## WHAT NEEDS TO BE DONE
All lines of the material should be given again exactly.

##### TASK MATERIAL #####

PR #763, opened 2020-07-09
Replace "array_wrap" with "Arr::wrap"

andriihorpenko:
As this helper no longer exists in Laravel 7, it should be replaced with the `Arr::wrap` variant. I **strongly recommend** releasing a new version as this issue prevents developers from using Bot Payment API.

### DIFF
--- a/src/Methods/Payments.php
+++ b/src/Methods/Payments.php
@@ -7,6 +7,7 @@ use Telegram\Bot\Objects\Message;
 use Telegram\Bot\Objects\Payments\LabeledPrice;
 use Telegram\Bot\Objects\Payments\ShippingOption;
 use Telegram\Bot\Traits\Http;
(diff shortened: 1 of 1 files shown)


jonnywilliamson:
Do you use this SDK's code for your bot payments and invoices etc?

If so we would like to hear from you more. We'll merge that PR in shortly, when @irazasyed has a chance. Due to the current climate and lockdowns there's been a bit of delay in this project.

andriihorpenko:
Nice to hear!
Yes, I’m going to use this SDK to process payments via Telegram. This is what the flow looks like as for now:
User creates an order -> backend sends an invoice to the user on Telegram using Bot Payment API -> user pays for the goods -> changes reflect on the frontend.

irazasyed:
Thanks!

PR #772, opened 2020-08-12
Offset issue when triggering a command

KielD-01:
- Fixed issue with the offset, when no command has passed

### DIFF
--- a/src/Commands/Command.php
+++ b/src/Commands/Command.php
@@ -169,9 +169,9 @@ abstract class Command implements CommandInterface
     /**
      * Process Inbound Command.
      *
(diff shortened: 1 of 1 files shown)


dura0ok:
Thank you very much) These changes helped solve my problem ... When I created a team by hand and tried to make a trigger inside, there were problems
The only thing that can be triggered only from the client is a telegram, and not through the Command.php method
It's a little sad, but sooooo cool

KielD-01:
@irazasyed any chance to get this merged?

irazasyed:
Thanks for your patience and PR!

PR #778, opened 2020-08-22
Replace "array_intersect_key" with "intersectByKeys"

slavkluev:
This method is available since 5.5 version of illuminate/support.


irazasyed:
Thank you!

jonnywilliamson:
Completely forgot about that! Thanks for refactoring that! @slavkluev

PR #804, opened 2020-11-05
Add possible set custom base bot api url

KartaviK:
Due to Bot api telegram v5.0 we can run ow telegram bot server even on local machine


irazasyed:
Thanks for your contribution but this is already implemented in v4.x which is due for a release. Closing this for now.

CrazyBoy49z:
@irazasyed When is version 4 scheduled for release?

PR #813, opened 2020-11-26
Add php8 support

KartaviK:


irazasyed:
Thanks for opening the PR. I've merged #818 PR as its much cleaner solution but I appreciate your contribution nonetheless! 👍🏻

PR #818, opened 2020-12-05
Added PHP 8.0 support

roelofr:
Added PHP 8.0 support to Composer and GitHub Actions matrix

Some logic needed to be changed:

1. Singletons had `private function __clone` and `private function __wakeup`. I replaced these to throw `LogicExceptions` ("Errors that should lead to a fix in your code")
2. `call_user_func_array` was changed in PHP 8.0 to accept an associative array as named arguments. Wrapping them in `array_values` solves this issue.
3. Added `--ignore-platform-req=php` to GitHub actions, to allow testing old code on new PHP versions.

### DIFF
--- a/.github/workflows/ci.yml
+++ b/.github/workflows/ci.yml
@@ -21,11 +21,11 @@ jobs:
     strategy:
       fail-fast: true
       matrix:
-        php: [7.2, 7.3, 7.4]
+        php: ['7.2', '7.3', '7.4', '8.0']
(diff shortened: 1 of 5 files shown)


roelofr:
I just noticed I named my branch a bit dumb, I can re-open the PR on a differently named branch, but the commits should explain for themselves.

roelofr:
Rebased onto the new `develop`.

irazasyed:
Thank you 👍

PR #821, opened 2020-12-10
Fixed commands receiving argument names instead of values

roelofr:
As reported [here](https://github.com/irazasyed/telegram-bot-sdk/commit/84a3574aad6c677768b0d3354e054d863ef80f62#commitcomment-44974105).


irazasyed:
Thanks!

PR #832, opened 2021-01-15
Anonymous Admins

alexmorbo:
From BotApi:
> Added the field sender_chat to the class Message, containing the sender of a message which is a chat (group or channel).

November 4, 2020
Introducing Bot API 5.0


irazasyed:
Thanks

#####

## FINISHED TASK
PR #763, opened 2020-07-09
Replace "array_wrap" with "Arr::wrap"

andriihorpenko:
As this helper no longer exists in Laravel 7, it should be replaced with the `Arr::wrap` variant. I **strongly recommend** releasing a new version as this issue prevents developers from using Bot Payment API.

### DIFF
--- a/src/Methods/Payments.php
+++ b/src/Methods/Payments.php
@@ -7,6 +7,7 @@ use Telegram\Bot\Objects\Message;
 use Telegram\Bot\Objects\Payments\LabeledPrice;
 use Telegram\Bot\Objects\Payments\ShippingOption;
 use Telegram\Bot\Traits\Http;
(diff shortened: 1 of 1 files shown)


jonnywilliamson:
Do you use this SDK's code for your bot payments and invoices etc?

If so we would like to hear from you more. We'll merge that PR in shortly, when @irazasyed has a chance. Due to the current climate and lockdowns there's been a bit of delay in this project.

andriihorpenko:
Nice to hear!
Yes, I’m going to use this SDK to process payments via Telegram. This is what the flow looks like as for now:
User creates an order -> backend sends an invoice to the user on Telegram using Bot Payment API -> user pays for the goods -> changes reflect on the frontend.

irazasyed:
Thanks!

PR #772, opened 2020-08-12
Offset issue when triggering a command

KielD-01:
- Fixed issue with the offset, when no command has passed

### DIFF
--- a/src/Commands/Command.php
+++ b/src/Commands/Command.php
@@ -169,9 +169,9 @@ abstract class Command implements CommandInterface
     /**
      * Process Inbound Command.
      *
(diff shortened: 1 of 1 files shown)


dura0ok:
Thank you very much) These changes helped solve my problem ... When I created a team by hand and tried to make a trigger inside, there were problems
The only thing that can be triggered only from the client is a telegram, and not through the Command.php method
It's a little sad, but sooooo cool

KielD-01:
@irazasyed any chance to get this merged?

irazasyed:
Thanks for your patience and PR!

PR #778, opened 2020-08-22
Replace "array_intersect_key" with "intersectByKeys"

slavkluev:
This method is available since 5.5 version of illuminate/support.


irazasyed:
Thank you!

jonnywilliamson:
Completely forgot about that! Thanks for refactoring that! @slavkluev

PR #804, opened 2020-11-05
Add possible set custom base bot api url

KartaviK:
Due to Bot api telegram v5.0 we can run ow telegram bot server even on local machine


irazasyed:
Thanks for your contribution but this is already implemented in v4.x which is due for a release. Closing this for now.

CrazyBoy49z:
@irazasyed When is version 4 scheduled for release?

PR #813, opened 2020-11-26
Add php8 support

KartaviK:


irazasyed:
Thanks for opening the PR. I've merged #818 PR as its much cleaner solution but I appreciate your contribution nonetheless! 👍🏻

PR #818, opened 2020-12-05
Added PHP 8.0 support

roelofr:
Added PHP 8.0 support to Composer and GitHub Actions matrix

Some logic needed to be changed:

1. Singletons had `private function __clone` and `private function __wakeup`. I replaced these to throw `LogicExceptions` ("Errors that should lead to a fix in your code")
2. `call_user_func_array` was changed in PHP 8.0 to accept an associative array as named arguments. Wrapping them in `array_values` solves this issue.
3. Added `--ignore-platform-req=php` to GitHub actions, to allow testing old code on new PHP versions.

### DIFF
--- a/.github/workflows/ci.yml
+++ b/.github/workflows/ci.yml
@@ -21,11 +21,11 @@ jobs:
     strategy:
       fail-fast: true
       matrix:
-        php: [7.2, 7.3, 7.4]
+        php: ['7.2', '7.3', '7.4', '8.0']
(diff shortened: 1 of 5 files shown)


roelofr:
I just noticed I named my branch a bit dumb, I can re-open the PR on a differently named branch, but the commits should explain for themselves.

roelofr:
Rebased onto the new `develop`.

irazasyed:
Thank you 👍

PR #821, opened 2020-12-10
Fixed commands receiving argument names instead of values

roelofr:
As reported [here](https://github.com/irazasyed/telegram-bot-sdk/commit/84a3574aad6c677768b0d3354e054d863ef80f62#commitcomment-44974105).


irazasyed:
Thanks!

PR #832, opened 2021-01-15
Anonymous Admins

alexmorbo:
From BotApi:
> Added the field sender_chat to the class Message, containing the sender of a message which is a chat (group or channel).

November 4, 2020
Introducing Bot API 5.0


irazasyed:
Thanks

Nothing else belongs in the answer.